Подводя итог, важно не просто зацикливаться на точности модели, но и о всех ключевых показателях производительности — скорости, задержке, точности, потребностях в инфраструктуре, обслуживании запросов и т. д.

Читайте также: Идеи проекта машинного обучения

Обзор того, как работает система полного стека

Обзор жизненного цикла Ideal ML System

Фото предоставлено : Microsoft MLOps.

Идеальный конвейер машинного обучения должен следовать следующим принципам:

  1. Управление:
    • Версии кода проекта
    • Версии данных
    • Версии модели
    • Документация
  2. Универсальное хранилище артефактов для хранения версионированных ресурсов
  3. Общий план трубопровода:
    • Общая политика обнаружения и экспериментов
    • Отслеживание экспериментов (например, некоторые показатели, результаты, производительность)
    • Общая стратегия соединения компонентов конвейера
    • Опубликовать результаты
  4. Механизм для простого воспроизведения, воссоздания, переноса
  5. Поддержка CI/CD
  6. Достаточная инфраструктура для поддержки разработки, а также производства
  7. Простая адаптация для производства и конечных точек
  8. Масштабируемая инфраструктура обслуживания для удовлетворения постоянно растущих запросов

Обзор конвейера

  1. Одноразовая конфигурация настроек со стеком
  2. Набор данных версии с DVC.
  3. Эксперимент по отслеживанию стратегии с MLflow/Wandb.
  4. Регистрируйте результаты, метрики и т. д. с помощью MLflow/Wandb в универсальном хранилище артефактов (хранилище BLOB-объектов Azure в качестве серверной части).
  5. Модель журнала (или любые связанные активы) как версионные активы с MLflow/Wandb в универсальном хранилище артефактов.
  6. Упакуйте отдельные компоненты с помощью Docker.
  7. Храните компоненты пакета в нужном репозитории Docker.
  8. Упаковка и публикация должны выполняться с использованием CI/CD.
  9. Планирование автоматизированного обучения модели на основе непрерывного мониторинга Data Drift.

Получите сертификат по науке о данных от лучших университетов мира. Изучите программы Executive PG, Advanced Certificate Programs или Master Programs, чтобы ускорить свою карьеру.

Заключение

Чтобы оставаться актуальным, находчивым, ключевым игроком в команде, необходимо увеличивать нашу палатку знаний. Это, несомненно, поможет прогрессировать в любой конкурентной среде.

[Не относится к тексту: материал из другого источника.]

Issue #32884, opened 2024-03-29
Add onfocusin and onfocusout to event handler content attributes


josepharhar:
### MDN URL

https://developer.mozilla.org/en-US/docs/Web/HTML/Global_attributes

### What specific section or headline is this issue about?

"The event handler attributes:"

### What information was incorrect, unhelpful, or incomplete?

This list does not include "onfocusin" and "onfocusout"

### What did you expect to see?

"onfocusin" and "onfocusout" to be in the list like "onfocus" is

### Do you have any supporting links, references, or citations?

I am adding these event handler content attributes to the spec here: https://github.com/whatwg/html/pull/10235

### Do you have anything more you want to share?

I'm not sure if there's anywhere else on MDN that these event handler content attributes should be enumerated, but when I searched for "onfocus" this was the only page I found.

hamishwillee:
Looking at Chrome (at least) the events exist ([`focusout`](https://developer.mozilla.org/en-US/docs/Web/API/Element/focusout_event), [`focusin`](https://developer.mozilla.org/en-US/docs/Web/API/Element/focusin_event)), but the associated `onXxx()` handlers do not - which makes sense, because that is what you're adding in https://github.com/whatwg/html/pull/10235.

MDN does not document "stuff" until there is at least one browser implementation, so this needs to be on hold for a bit.

When this is implemented, yes then https://developer.mozilla.org/en-US/docs/Web/HTML/Global_attributes would need to be updated. The two events would also need to be updated in their syntax boxes to add the `onXzzz()` handler. You can see what this would look like by comparing with the [`focus` event syntaxt box.](https://developer.mozilla.org/en-US/docs/Web/API/Element/focus_event#syntax)

Josh-Cena:
Here are a list of places to update: https://developer.mozilla.org/en-US/docs/Web/API/Window#listening_for_events_on_window, https://developer.mozilla.org/en-US/docs/Web/API/HTMLBodyElement#event_handlers, https://developer.mozilla.org/en-US/docs/Web/API/Element/focusin_event, https://developer.mozilla.org/en-US/docs/Web/API/Element/focusout_event, because we are adding the IDL properties as well

Josh-Cena:
https://github.com/mdn/content/pull/41264 takes care of the HTML attributes, ~~but the IDL properties are still unimplemented anywhere~~ actually they are in Safari.

PR #41264, opened 2025-09-24
Update event handler attributes in global attributes

sczesny:
### Description

Removed: `onautocomplete`, `onautocompleteerror`, `onshow`, `onsort` due to not being documented anywhere (only in w3 drafts)
Removed: `onabort` due to not being a global event listener (https://html.spec.whatwg.org/multipage/dom.html#global-attributes)

Added: `onafterscriptexecute`, `onanimationcancel`, `onanimationend`, `onanimationiteration`, `onanimationstart`, `onauxclick`, `onbeforeinput`, `onbeforematch`, `onbeforescriptexecute`, `onbeforetoggle`, `onbeforexrselect`, `oncommand`, `oncompositionend`, `oncompositionstart`, `oncompositionupdate`, `oncontentvisibilityautostatechange`, `oncontextlost`, `oncontextrestored`, `oncopy`, `oncut`, `onfocusin`, `onfocusout`, `onformdata`, `onfullscreenchange`, `onfullscreenerror`, `ongesturechange`, `ongestureend`, `ongesturestart`, `ongotpointercapture`, `onlostpointercapture`, `onpaste`, `onpointercancel`, `onpointerdown`, `onpointerenter`, `onpointerleave`, `onpointermove`, `onpointerout`, `onpointerover`, `onpointerrawupdate`, `onpointerup`, `onscrollend`, `onscrollsnapchange`, `onscrollsnapchanging`, `onsecuritypolicyviolation`, `onselectstart`, `onslotchange`, `ontouchcancel`, `ontouchend`, `ontouchmove`, `ontouchstart`, `ontransitioncancel`, `ontransitionend`, `ontransitionrun`, `ontransitionstart`, `onwebkitmouseforcechanged`, `onwebkitmouseforcedown`, `onwebkitmouseforceup`, `onwebkitmouseforcewillbegin`, `onwheel`

Kept: `onblur`, `oncancel`, `oncanplay`, `oncanplaythrough`, `onchange`, `onclick`, `onclose`, `oncontextmenu`, `oncuechange`, `ondblclick`, `ondrag`, `ondragend`, `ondragenter`, `ondragleave`, `ondragover`, `ondragstart`, `ondrop`, `ondurationchange`, `onemptied`, `onended`, `onerror`, `onfocus`, `oninput`, `oninvalid`, `onkeydown`, `onkeypress`, `onkeyup`, `onload`, `onloadeddata`, `onloadedmetadata`, `onloadstart`, `onmousedown`, `onmouseenter`, `onmouseleave`, `onmousemove`, `onmouseout`, `onmouseover`, `onmouseup`, `onmousewheel`, `onpause`, `onplay`, `onplaying`, `onprogress`, `onratechange`, `onreset`, `onresize`, `onscroll`, `onseeked`, `onseeking`, `onselect`, `onstalled`, `onsubmit`, `onsuspend`, `ontimeupdate`, `ontoggle`, `onvolumechange`, `onwaiting`

Moved everything to a list with a new section called **List of global event handler attributes**, which is sorted alphabetically.

### Motivation

The current list is out of date. It contains non-existent and deprecated events.

### Additional details

The new list includes all attributes from html.spec.whatwg.org in addition to deprecated `onmousewheel`, `afterscriptexecute` and `beforescriptexecute` event handlers.


Josh-Cena:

Если вам интересно узнать больше о машинном обучении, ознакомьтесь с дипломом PG IIIT-B и upGrad в области машинного обучения и искусственного интеллекта, который предназначен для работающих профессионалов и предлагает более 450 часов тщательного обучения, более 30 тематических исследований и заданий, IIIT- Статус B Alumni, более 5 практических практических проектов и помощь в трудоустройстве в ведущих фирмах.

Планируйте свою карьеру в науке о данных сейчас.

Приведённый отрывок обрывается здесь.